### Instructions for the task
Each entry is to be transcribed exactly, with nothing added or dropped.

Extracted data Start Marker

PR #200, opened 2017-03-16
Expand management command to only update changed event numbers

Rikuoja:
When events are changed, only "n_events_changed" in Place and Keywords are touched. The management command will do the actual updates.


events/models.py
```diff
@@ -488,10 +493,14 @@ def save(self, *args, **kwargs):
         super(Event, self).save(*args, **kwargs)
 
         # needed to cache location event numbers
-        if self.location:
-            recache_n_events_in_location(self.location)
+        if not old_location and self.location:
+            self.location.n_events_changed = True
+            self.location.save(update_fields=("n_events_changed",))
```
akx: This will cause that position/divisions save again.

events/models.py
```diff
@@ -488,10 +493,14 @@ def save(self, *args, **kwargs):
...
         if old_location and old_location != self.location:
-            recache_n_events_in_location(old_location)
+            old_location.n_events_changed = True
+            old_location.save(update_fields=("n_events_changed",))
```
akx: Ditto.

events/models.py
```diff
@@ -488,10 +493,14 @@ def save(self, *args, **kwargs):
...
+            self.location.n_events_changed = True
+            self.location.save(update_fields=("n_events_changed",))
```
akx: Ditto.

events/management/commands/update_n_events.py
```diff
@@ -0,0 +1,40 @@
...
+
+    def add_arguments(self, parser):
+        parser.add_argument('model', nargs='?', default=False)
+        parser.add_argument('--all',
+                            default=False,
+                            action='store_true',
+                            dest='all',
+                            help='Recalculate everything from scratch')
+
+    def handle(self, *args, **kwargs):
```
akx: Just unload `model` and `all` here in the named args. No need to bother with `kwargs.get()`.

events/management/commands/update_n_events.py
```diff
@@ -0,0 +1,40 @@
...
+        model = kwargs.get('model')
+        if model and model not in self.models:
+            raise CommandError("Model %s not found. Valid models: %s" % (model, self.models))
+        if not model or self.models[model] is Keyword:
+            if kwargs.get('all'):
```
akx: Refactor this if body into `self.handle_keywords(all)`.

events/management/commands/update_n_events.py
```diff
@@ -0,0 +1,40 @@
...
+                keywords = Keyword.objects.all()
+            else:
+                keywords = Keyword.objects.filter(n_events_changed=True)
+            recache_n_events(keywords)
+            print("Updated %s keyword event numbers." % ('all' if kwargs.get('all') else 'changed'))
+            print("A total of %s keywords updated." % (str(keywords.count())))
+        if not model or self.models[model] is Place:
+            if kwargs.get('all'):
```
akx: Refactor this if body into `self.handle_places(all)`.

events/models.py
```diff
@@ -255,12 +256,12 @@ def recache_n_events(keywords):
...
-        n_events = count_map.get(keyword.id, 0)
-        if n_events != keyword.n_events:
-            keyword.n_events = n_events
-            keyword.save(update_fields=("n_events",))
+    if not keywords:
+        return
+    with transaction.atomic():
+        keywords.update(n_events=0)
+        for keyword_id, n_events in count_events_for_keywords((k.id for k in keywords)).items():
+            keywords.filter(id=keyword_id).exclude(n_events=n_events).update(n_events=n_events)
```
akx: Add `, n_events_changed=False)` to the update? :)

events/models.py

Extracted data End Marker

### Task answer
PR #200, opened 2017-03-16
Expand management command to only update changed event numbers

Rikuoja:
When events are changed, only "n_events_changed" in Place and Keywords are touched. The management command will do the actual updates.


events/models.py
```diff
@@ -488,10 +493,14 @@ def save(self, *args, **kwargs):
         super(Event, self).save(*args, **kwargs)
 
         # needed to cache location event numbers
-        if self.location:
-            recache_n_events_in_location(self.location)
+        if not old_location and self.location:
+            self.location.n_events_changed = True
+            self.location.save(update_fields=("n_events_changed",))
```
akx: This will cause that position/divisions save again.

events/models.py
```diff
@@ -488,10 +493,14 @@ def save(self, *args, **kwargs):
...
         if old_location and old_location != self.location:
-            recache_n_events_in_location(old_location)
+            old_location.n_events_changed = True
+            old_location.save(update_fields=("n_events_changed",))
```
akx: Ditto.

events/models.py
```diff
@@ -488,10 +493,14 @@ def save(self, *args, **kwargs):
...
+            self.location.n_events_changed = True
+            self.location.save(update_fields=("n_events_changed",))
```
akx: Ditto.

events/management/commands/update_n_events.py
```diff
@@ -0,0 +1,40 @@
...
+
+    def add_arguments(self, parser):
+        parser.add_argument('model', nargs='?', default=False)
+        parser.add_argument('--all',
+                            default=False,
+                            action='store_true',
+                            dest='all',
+                            help='Recalculate everything from scratch')
+
+    def handle(self, *args, **kwargs):
```
akx: Just unload `model` and `all` here in the named args. No need to bother with `kwargs.get()`.

events/management/commands/update_n_events.py
```diff
@@ -0,0 +1,40 @@
...
+        model = kwargs.get('model')
+        if model and model not in self.models:
+            raise CommandError("Model %s not found. Valid models: %s" % (model, self.models))
+        if not model or self.models[model] is Keyword:
+            if kwargs.get('all'):
```
akx: Refactor this if body into `self.handle_keywords(all)`.

events/management/commands/update_n_events.py
```diff
@@ -0,0 +1,40 @@
...
+                keywords = Keyword.objects.all()
+            else:
+                keywords = Keyword.objects.filter(n_events_changed=True)
+            recache_n_events(keywords)
+            print("Updated %s keyword event numbers." % ('all' if kwargs.get('all') else 'changed'))
+            print("A total of %s keywords updated." % (str(keywords.count())))
+        if not model or self.models[model] is Place:
+            if kwargs.get('all'):
```
akx: Refactor this if body into `self.handle_places(all)`.

events/models.py
```diff
@@ -255,12 +256,12 @@ def recache_n_events(keywords):
...
-        n_events = count_map.get(keyword.id, 0)
-        if n_events != keyword.n_events:
-            keyword.n_events = n_events
-            keyword.save(update_fields=("n_events",))
+    if not keywords:
+        return
+    with transaction.atomic():
+        keywords.update(n_events=0)
+        for keyword_id, n_events in count_events_for_keywords((k.id for k in keywords)).items():
+            keywords.filter(id=keyword_id).exclude(n_events=n_events).update(n_events=n_events)
```
akx: Add `, n_events_changed=False)` to the update? :)

events/models.py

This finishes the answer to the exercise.